You might take a look at the videos here.

Bob is a former FWW shop foreman and editor and does a great job in explaining the set up procedures.


----------



## wapakfred (Jul 29, 2011)

I have the 15" version of that planer (pretty much identical except for width of cut) and put a Wixey on mine. It did take some fabrication using easy to manage aluminum stock, but it works very well. The Wixey used to have pics of a planer that had the table move up/down for depth of cut. Putting it on the Delta planer is a little different since the head is what moves up/down. Still not too hard, though. When you go to replace the knives you need some kind of gauge to set them…the factory isn't great but can be used…I hope you have that with the planer.


----------



## Rickp8713 (Apr 4, 2020)

Does anyone know the HP, RPM, FRAME of the 3 phase motor. I just recently bought one and the motor data plate is missing. I want to change the 3 phase motor for a single phase 220v. I can't do that till I have this info. Any help would be greatly appreciated. Thanks


----------



## MrUnix (May 18, 2012)

> Does anyone know the HP, RPM, FRAME of the 3 phase motor. I just recently bought one and the motor data plate is missing. I want to change the 3 phase motor for a single phase 220v. I can't do that till I have this info. Any help would be greatly appreciated. Thanks
> 
> - Rickp8713


Answered in another thread where you made the same query.

Cheers,
Brad


----------



## StevenWoodward (Aug 14, 2020)

I agree that 0.005 inch thickness variation across the board is reasonably good. If you want to do better, below are some ideas that worked for me. I achieved 0.001 inch variation across the 13 inches of RC-33. I am not exaggerating, and did not expect to achieve this, but confirmed it with digital callipers. OK the callipers are only accurate to 0.001 inch so variation could be 0.002 inch. Full disclosure: my machine has a Byrd Shelix head, but that should not be necessary to improve thickness variation.

1. Raise the carriage (rather than lowering it) so that the carriage registers on all 4 posts. Also tighten both carriage locking knobs.

2. Use a steel straight edge to check if the cutting edges of the knives are straight. A light behind the blade and ruler makes it easy to see.

3. Make sure knives are set parallel to cutter head. Perhaps the knife setting jig needs a tune up.

4. Lower the bed rollers to be even with the table to ensure that they are not a factor. Wood that has been jointed does not need rollers. Spray table with Teflon table saw spray if wood does not want go through machine without rollers.

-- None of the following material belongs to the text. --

PR #918, opened 2022-06-21
Fix `requiresContext` bug

borft:
Fixes a bug where `requiresContext` would be persisted between validation of different events, leading to incorrectly invalidating events because of missing contexts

5. Make sure the bed rollers and the bed are clean.

6. Turning a sprocket under table, by just one tooth, changes the height of that corner of carriage by 0.016 inch. In a worst case situation that could mean 0.008 inch variation from one post to another even after making optimal adjustment with chain and sprockets underneath. Typically it would be less than that.

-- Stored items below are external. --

Issue #909, opened 2022-06-20
simplify sql for extracting key-values from objects


hendrik-obj:
Apply suggesion from https://github.com/objectiv/objectiv-analytics/pull/855#discussion_r896096485

thijs-obj:
Closing as https://github.com/objectiv/objectiv-analytics/pull/920 has been merged

PR #920, opened 2022-06-21
Simplify _bigquery_filter_keys_of_dicts as discussed

thijs-obj:
Addresses https://github.com/objectiv/objectiv-analytics/issues/909

before
```sql
select `_index_event_id` as `_index_event_id`, '[' || ARRAY_TO_STRING(ARRAY(select concat('{', """\"_type\"""", """: """, JSON_QUERY(item, '$."_type"'), """, """, """\"id\"""", """: """, JSON_QUERY(item, '$."id"'), '}') from unnest(json_query_array(`location_stack`, '$')) as item), ', ') || ']' as `b` 
from `loaded_data___039d63a201b8851fa7521f6ed9100a90` 
```

after
```sql
select `_index_event_id` as `_index_event_id`, TO_JSON_STRING(ARRAY(
                SELECT STRUCT(JSON_VALUE(item, '$."_type"') as `_type`, JSON_VALUE(item, '$."id"') as `id`)
                FROM UNNEST (JSON_QUERY_ARRAY(`location_stack`, '$')) AS item WITH OFFSET AS pos
                ORDER BY pos)) as `b` 
from `loaded_data___039d63a201b8851fa7521f6ed9100a90` 
```

### DIFF
--- a/modelhub/modelhub/series/series_objectiv.py
+++ b/modelhub/modelhub/series/series_objectiv.py
@@ -74,6 +74,8 @@ class ObjectivStack(JsonAccessor, Generic[TSeriesJson]):
         """
         Return a new Series, that consists of the same top level array, but with all the sub-dictionaries
         having only their original fields if that field is listed in the keys parameter.
+
+        The fields of the sub-dictionaries MUST be scalar values (i.e. string, number, or boolean).
         """
         engine = self._series_object.engine
         if is_postgres(engine):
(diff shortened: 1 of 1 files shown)


hendrik-obj (approved):
lgtm

modelhub/modelhub/series/series_objectiv.py
```diff
@@ -98,44 +100,29 @@ def _postgres_filter_keys_of_dicts(self, keys: List[str]) -> 'TSeriesJson':
...
+                '''JSON_VALUE(item, '$."{}"') as {}''',
+                Expression.raw(key),
+                Expression.identifier(key)
+            )
+            object_entries_expressions.append(entry_expr)
+        expression = Expression.construct(
+            '''TO_JSON_STRING(ARRAY(
+                SELECT STRUCT({})
+                FROM UNNEST (JSON_QUERY_ARRAY({}, '$')) AS item WITH OFFSET AS pos
+                ORDER BY pos))''',
```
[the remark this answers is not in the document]
thijs-obj: I think so:
https://cloud.google.com/bigquery/docs/reference/standard-sql/arrays#:~:text=Because%20UNNEST%20destroys%20the%20order,the%20rows%20by%20their%20offset.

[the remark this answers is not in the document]
hendrik-obj: ah thanks

modelhub/modelhub/series/series_objectiv.py
```diff
@@ -74,6 +74,8 @@ def filter_keys_of_dicts(self, keys: List[str]) -> 'TSeriesJson':
         """
         Return a new Series, that consists of the same top level array, but with all the sub-dictionaries
         having only their original fields if that field is listed in the keys parameter.
+
+        The fields of the sub-dictionaries MUST be scalar values (i.e. string, number, or boolean).
```
KathiaBarahona, line 78: Mm yes and no, seems that if its a non-scalar value it will return NULL instead.

https://cloud.google.com/bigquery/docs/reference/standard-sql/json_functions#json_value
```text
If json_path returns a JSON null or a non-scalar value (in other words, if json_path refers to an object or an array), then a SQL NULL is returned.
```

KathiaBarahona (commented):
A small comment regards docstrings.

Also, I have two concerns regards results yield by BigQuery and Postgres. Seems we get different behaviors for the next two cases:
1. `key` is not present. Postgres will not include the key in the filtered result, meanwhile BigQuery does, it will set it with a null value.
2. When the `location_stack` is null (shouldn't happen ofc), Postgres will keep the NULL value, but BigQuery returns an empty array

Postgres Results:
image

Bigquery Results:
image

IMHO all engines should yield same results.

thijs-obj:
> A small comment regards docstrings.
> 
> Also, I have two concerns regards results yield by BigQuery and Postgres. Seems we get different behaviors for the next two cases:
> 
> 1. `key` is not present. Postgres will not include the key in the filtered result, meanwhile BigQuery does, it will set it with a null value.
> 2. When the `location_stack` is null (shouldn't happen ofc), Postgres will keep the NULL value, but BigQuery returns an empty array
> 
> Postgres Results: image
> 
> Bigquery Results: image
> 
> IMHO all engines should yield same results.


Good points, nice research. This behaviour should be the same. I'll have a look at this.

thijs-obj:
Okay, a bit lame solution, but I just removed the function `filter_keys_of_dicts` and used the database specific implementations directly in `LocationStack.feature_stack()`.

In a LocationStack both the `_type` and `id` keys should always be present. So the behaviour should be the same for both engines. Also I don't think we can expect LocationStacks to be None. Since we only added `filter_keys_of_dicts()` very recently, I think it is safe to assume that no end-user is depending on its existence. So this, however lame, should solve the problems

Please have a look @KathiaBarahona

modelhub/modelhub/series/series_objectiv.py
```diff
@@ -253,8 +186,66 @@ def feature_stack(self) -> 'SeriesLocationStack':
             and a `id` key.
             """
             keys = ['_type', 'id']
```
KathiaBarahona, line 188: **question**: why not defining a constant as class attribute? also, I don't really understand the purpose of this property... feels like we can just hardcore the column expressions if the keys are always the same. IMHO  both functions should be in bach.

KathiaBarahona: or even just extract them in `ExtractedContextPipeline` :woman_shrugging:

thijs-obj:
Discussed on video call:
* Merging this PR
* Created new issue for future improvements: https://github.com/objectiv/objectiv-analytics/issues/928

Issue #912, opened 2022-06-20
simplify array_contains generated query for bq


hendrik-obj:
since https://github.com/objectiv/objectiv-analytics/pull/900 passing lists with multiple items to search is not supported anymore. Therefore, the sql in array_contains for bq can be greatly simplified.

thijs-obj:
Closing as https://github.com/objectiv/objectiv-analytics/pull/927 has been merged

PR #927, opened 2022-06-22
Simplify array_contains for BQ

thijs-obj:
This resolves issue #912

SQL before:
```sql
(CASE WHEN (`column` is not null) THEN (select array_length(array(select searching_value from UNNEST(JSON_QUERY_ARRAY("""[\"a\"]""")) as searching_value where searching_value in UNNEST(JSON_QUERY_ARRAY(`column`))))) END = 1) as `a`
```

SQL after
```sql
IF(`column` IS NULL, NULL, (SELECT "\"a\"" IN UNNEST(JSON_QUERY_ARRAY(`column`)))) as `a`
```

### DIFF
--- a/bach/bach/series/series_json.py
+++ b/bach/bach/series/series_json.py
@@ -409,8 +409,7 @@ class JsonAccessor(Generic[TSeriesJson]):
         :param item: item to be verified if it is contained by the array. Only supports scalar values.
         :returns: boolean series indicating if the array contains the element.
 
-        This assumes the top-level item in the json is an array. Will result in an exception (later on) if
-        that's not the case!
+        This assumes the top-level item in the json is an array.
         """
 
         return self._implementation.array_contains(item)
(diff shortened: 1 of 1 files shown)


KathiaBarahona (approved):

7. Check height of casting at each corner of carriage with a wood block that rests on table. This is the method recommended in instruction book.

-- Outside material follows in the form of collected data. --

PR #931, opened 2022-06-23
WIP: prototype Bq materialization prototype with data fix

thijs-obj:
This reverts commit 6f1a9b17df97c581f9d07d7642f60684ac744d36.


modelhub/modelhub/stack/extracted_contexts.py
```diff
@@ -143,6 +144,43 @@ def _get_base_dtypes(self) -> Mapping[str, StructuredDtype]:
         }
 
     def _get_initial_data(self) -> bach.DataFrame:
+        if is_bigquery(self._engine):
+            # TODO: this is a total hack as a proof of concept
+            extracted_data = CustomSqlModelBuilder(
+                '''
+                  SELECT
+                      CAST(`contexts_io_objectiv_taxonomy_1_0_0`[OFFSET(0)].`event_id` AS STRING) AS event_id,
```
thijs-obj, line 152: Note that we here use the `event_id` from `contexts_io_objectiv_taxonomy_1_0_0` and not the `event_id` column that is also in the table. For past data (somewhere before April 2022) we have rows where those event_ids do not match.

modelhub/modelhub/stack/extracted_contexts.py
```diff
@@ -98,15 +99,15 @@ def __init__(self, engine: Engine, table_name: str):
...
-        # check if table has all required columns for pipeline
-        dtypes = bach.from_database.get_dtypes_from_table(
-            engine=self._engine,
-            table_name=self._table_name,
-        )
-        self._validate_data_dtypes(
-            expected_dtypes=dict(self._get_base_dtypes()),
-            current_dtypes=dtypes,
-        )
+        # # check if table has all required columns for pipeline
```
thijs-obj, line 102: This is actually completely unrelated to the fix. Just had this outcommented to save a few seconds as I ran this very often

Issue #147, opened 2025-01-08
Design a way to attach JSON objects to messages


dlqqq:
### Problem

There exists a need to design some way of attaching arbitrary JSON objects to messages.

For Jupyter AI v3, we intend to provide `@` commands that allow users to include files & variables from the notebook for context. It would be ideal to retrieve the data of these files/variables directly from the frontend and somehow attach them to the next input for the current user. Defining command handling in the frontend is the most flexible approach, as it allows access to every API provided by Jupyter, not just Python APIs. See this [comment](https://github.com/jupyterlab/jupyter-chat/issues/143#issuecomment-2569923586) for details on the thought process here.

Attachments can also later be used to add support for multimodal models which accept both text & images, and may return text & images.

### Proposed Solution

1. Modify the structure of `Message` to allow a list of attachments, whose contents are arbitrary and JSON-serializable. 
2. Design some sort of **Attachments API** in the frontend.
3. Add a UI to let users attach files manually. This should call the Attachments API.
4. Show attachments as a list of toasts on top of the chat input, and allow users to remove attachments. I've included an example screenshot from GitHub Copilot to use as inspiration.

<img width="126" alt="Screenshot 2025-01-07 at 5 22 06 PM" src="https://github.com/user-attachments/assets/b2a528e6-7f17-4012-92ff-37f7bb8693e9" />

I'm not sure how the Attachments API should be accessed. I think it would be good to make it accessible from the `YChat` object in the frontend. This way, the `YChat` interface provides all of the APIs needed by chat commands.

### Additional context

I'm currently quite busy with iterating on my existing designs & planning collaborations with new contributors. @brichet I'm assigning this to you as you have the most context on Jupyter Chat, and can help propose better ideas. Feel free to implement a proof-of-concept in a separate PR.

brichet:
Thanks @dlqqq for opening this, I can take a look at it.

#### Proposition

- add an `attachments` property to `Message`, containing an array of objects, with this kind of interface (can be extended):

```ts
{
  type: 'file' | 'variable' | 'image',
  value: string,
  mimetype?: string
}
```
The value could be a path, a variable name or an image content.

- add a function in [`ChatInput`](https://github.com/jupyterlab/jupyter-chat/blob/8de473aa176a5fbdf8ff7165ff629606b5d36a74/packages/jupyter-chat/src/components/chat-input.tsx#L31) to add an attachment to a list, that will be send with the message (can be called several time to add several attachments to one message).

[...]

PR #148, opened 2025-01-17
Implement message attachments

brichet:
## Description

- Implements new methods for adding, removing, and viewing message attachments.
- Fixes https://github.com/jupyterlab/jupyter-chat/issues/147.

## Demo

[record-2025-02-13_11.04.21.webm](https://github.com/user-attachments/assets/aabe51c1-2054-4837-af39-d74548d9962f)

There is now a lite deployment in the built doc including a simple extension with a chat panel. I updated it to allow attachments https://jupyter-chat--148.org.readthedocs.build/en/148/lite/lab/index.html


packages/jupyter-chat/src/model.ts
```diff
@@ -166,6 +172,26 @@ export interface IChatModel extends IDisposable {
...
+
+  /**
+   * Remove attachment to the next message to send.
+   */
+  removeAttachment?(attachment: IAttachment): void;
+
+  /**
+   * Update attachments.
+   */
+  updateAttachments?(attachments: IAttachment[]): void;
```
dlqqq, line 188: This only gets used to clear the list of attachments, and there isn't a clear use-case for bulk updates. Given this, can you rename this method to `clearAttachments()` and update the implementation accordingly?

If adding/removing multiple files is required in the future, that capability should be provided by new `addAttachments()` and `removeAttachments()` methods which accept a list of attachments to add/remove.

packages/jupyter-chat/src/model.ts
```diff
@@ -166,6 +172,26 @@ export interface IChatModel extends IDisposable {
...
+
+  /**
+   * Open attachments.
+   */
+  clickAttachment?(attachments: IAttachment): void;
```
dlqqq, line 193: Is this the responsibility of the chat model? Opening an attachment doesn't affect chat state, so IMO this method doesn't need to be defined in `IChatModel`. 

Can you explore modifying `AttachmentsComponent` to handle opening attachments directly through the command registry? Then this method and its implementation in `ChatModel` can be removed.

packages/jupyter-chat/src/model.ts
```diff
@@ -520,6 +553,53 @@ export class ChatModel implements IChatModel {
...
+    );
+    if (index > -1) {
+      this.inputAttachments.splice(index, 1, attachment);
+    } else {
+      this.inputAttachments.push(attachment);
+    }
+    if (emit) {
+      this._inputAttachmentsChanges.emit([...this.inputAttachments]);
+    }
+  };
```
dlqqq, line 571: 1. Is there a need for an `emit` argument if we usually default to `true`? IMO, allowing consumers to not emit to `inputAttachmentsChanges` defeats the purpose of also allowing consumers to listen to that signal.


2. Can this logic be simplified further? The ordering of attachments should not matter, so we can return early if a duplicate attachment already exists. For example:


```suggestion
  addAttachment = (attachment: IAttachment): void => {
    const duplicateAttachment = this.inputAttachments.find(
      att => att.type === attachment.type && att.value === attachment.value
    );
    if (duplicateAttachment) {
      return;
    }
    
    this.inputAttachments.push(attachment);
    this._inputAttachmentsChanges.emit([...this.inputAttachments]);
  };
```

packages/jupyter-chat/src/model.ts
```diff
@@ -520,6 +553,53 @@ export class ChatModel implements IChatModel {
...
+   */
+  removeAttachment = (attachment: IAttachment): void => {
+    const index = this.inputAttachments.findIndex(
+      att => att.type === attachment.type && att.value === attachment.value
+    );
+    if (index > -1) {
+      this.inputAttachments.splice(index, 1);
+    }
+    this._inputAttachmentsChanges.emit([...this.inputAttachments]);
+  };
```
dlqqq, line 584: I think that similarly here, it makes sense to only emit the signal when the list changes:


```suggestion
  removeAttachment = (attachment: IAttachment): void => {
    const attachmentIndex = this.inputAttachments.findIndex(
      att => att.type === attachment.type && att.value === attachment.value
    );
    if (attachmentIndex === -1) {
      return;
    }
    
    this.inputAttachments.splice(attachmentIndex, 1);
    this._inputAttachmentsChanges.emit([...this.inputAttachments]);
  };
```

dlqqq (changes requested):
@brichet Thank you for working on this while I was away! Left some feedback below.

packages/jupyter-chat/src/components/attachments.tsx
```diff
@@ -0,0 +1,88 @@
...
+const ATTACHMENT_CLICKABLE_CLASS = 'jp-chat-attachment-clickable';
+const REMOVE_BUTTON_CLASS = 'jp-chat-attachment-remove';
+
+/**
+ * The attachments props.
+ */
+export type AttachmentsProps = {
+  attachments: IAttachment[];
+  onClick?: (attachment: IAttachment) => void;
+  onRemove?: (attachment: IAttachment) => void;
```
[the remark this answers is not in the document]
brichet: Actually no, the `onRemove` is available only on the input, not on the message itself. Currently it is not possible to remove an attachment from an already sent message. We should add this when updating a message.

I also think that `onClick` property should be optional for future kind of attachments that may not have a specific preview on click (e.g. variables).

packages/jupyter-chat/src/types.ts
```diff
@@ -44,12 +44,13 @@ export interface IConfig {
...
  * The chat message description.
  */
-export interface IChatMessage<T = IUser> {
+export interface IChatMessage<T = IUser, U = IAttachment> {
   type: 'msg';
   body: string;
   id: string;
   time: number;
   sender: T;
+  attachments?: U[];
```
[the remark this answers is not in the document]
brichet: This interface is reused in `jupyterlab-chat` packages with the `IYmessage`. In this case, it is only an id of an attachment (same as the users), to avoid saving several time the same attachment in the final document.

packages/jupyterlab-chat/src/model.ts
```diff
@@ -150,6 +157,16 @@ export class LabChatModel extends ChatModel implements DocumentRegistry.IModel {
...
+
+    // Add the attachments to the message.
+    if (this.inputAttachments.length) {
+      const attachmentIds = this.inputAttachments.map(attachment =>
+        this.sharedModel.setAttachment(attachment)
+      );
+      msg.attachments = attachmentIds;
+      this.updateAttachments([]);
+    }
+
```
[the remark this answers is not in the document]
brichet: Right, thanks for the suggestion.
Indeed, the `ChatModel` class in `@jupyter/chat` is not intended to be instantiated, but only to be extended.
I opened https://github.com/jupyterlab/jupyter-chat/issues/157.

brichet:
Thanks for the review @dlqqq, I addressed some of your comment. I'll take a look at an alternative to `clickAttachments()`.

packages/jupyter-chat/src/model.ts
brichet: Agree, in addition a consumers of the chat widget or the jupyterlab-chat extension should be able to handle other attachment types to other actions / commands.

An option could be to add a registry to the chat widget, linking the function to be called according to the type of attachment (like a `Map<string, (attachment: IAttachment) => void>`).
There could be a token to expose this registry from `jupyterlab-chat`, to allow external extensions (e.g. `jupyter-ai`) to register new behavior with new attachment type (like `var`).

If the registry is not provided with the chat widget options, it could lead to a default one that can open files (as soon as a command registry is provided, at least).

dlqqq: Would it be helpful to build some kind of `JupyterlabContext` React context which provides access to all the APIs provided by other JupyterLab extensions?

For example, I was thinking that a component could call something like:


```ts
const { commandRegistry } = useJupyterlabContext();
```

and similarly so to access other JupyterLab singletons. This would simplify the frontend code by not requiring us to pass every singleton as a prop to every child component. This is also equivalent in terms of performance, as these singleton objects are not changed at runtime.

brichet: @dlqqq I added a registry to add opener function for a given attachment type.
There is a default opener for  `file` type provided by `jupyterlab-chat`, which is available with a token to register more types in external extensions.

As you suggested, the registry is passed back to the react components using a context.
Indeed, we should extend the context to other singletons, probably all the props in [`IChatBodyProps`](https://github.com/jupyterlab/jupyter-chat/blob/73512c16a6c602b81f873ecf9a3c20cb73cefd94/packages/jupyter-chat/src/components/chat.tsx#L111)

packages/jupyter-chat/src/model.ts
```diff
@@ -91,6 +92,11 @@ export interface IChatModel extends IDisposable {
    */
   readonly focusInputSignal?: ISignal<IChatModel, void>;
 
+  /**
+   * A signal emitting when the input attachments changed.
+   */
+  readonly inputAttachmentsChanges?: ISignal<IChatModel, IAttachment[]>;
```
jtpio, line 98: Maybe with the following spelling, similar to the names of other signals?

```suggestion
  readonly inputAttachmentsChanged?: ISignal<IChatModel, IAttachment[]>;
```

brichet:
> The recurrent failing test do not fails locally. And strangely, it constantly fails at opening the chat, which is done in other tests with the same chat file...

The failing test is the first one of the notification tests. After reordering the tests, the 'new' first test is now failing.
I'll try to fix it, otherwise we would have to disable the whole test group.

brichet:
I finally skipped the notification test for now, I'll open a issue when this PR is merged to restore it in a follow up PR.

packages/jupyter-chat/src/types.ts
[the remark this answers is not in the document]
dlqqq: Ah, I see the mention in `packages/jupyterlab-chat/src/ychat.ts`. I'm OK with this for now, but I also think that it would be simpler to just have the two be separate types.

Generic types can cause a lot of complex TypeScript errors that are difficult to resolve, so I recommend we avoid them unless they are necessary. This seems equivalent & easier to maintain:

```suggestion
interface IBaseChatMessage {
  type: 'msg';
  body: string;
  id: string;
  time: number;
  sender: unknown;
  attachments?: unknown[];
}

/**
 * The interface of a chat message in the chat model.
 */
export interface IChatMessage extends IBaseChatMessage {
  sender: IUser;
  attachments?: IAttachment[];
}

/**
 * The interface of a chat message in the YChat shared document.
 */
export interface IYMessage extends IBaseChatMessage {
  sender: string;
  attachments?: string[];
}
```

dlqqq (changes requested):
Thank you @brichet, the new changes look great! Left some additional minor feedback.

dlqqq (approved):
I'll approve this PR because none of my latest feedback is worth blocking this PR for another day.

If you do merge, please open follow-up issues for my latest feedback, thank you!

8. Check that the outfeed roller and chip breaker are 0.04 inch below the cutting edge of the blades. See instruction book.

9. Check that the pressure is the same on the left and right side of: infeed roller, chip breaker, and outfeed roller.

10. When all else has been tried, the final step is to adjust one end of cutter head by loosening the 4 bolts on top of casting that hold the gearbox in place, and slipping brass shim stock between the cast gearbox and the cast carriage, then tighten bolts. If adding shims makes taper worse, then underneath sprockets need to be adjusted on one side of machine.

If you can't picture these suggestions, watch this video: YouTube

Instruction books, parts diagram and more can be found here: Folder


----------



## AMZ (Jan 27, 2020)

Great last post! I don't have the Delta planer, but a much older Delta 13" (American made, motor underneath) and a 15" Jet. Accurate set-ups and planing is achieved only by locking on the posts, along with a bit more trial & error, the tweaking.

Also, some blade setting tools leave a bit to be desired!


----------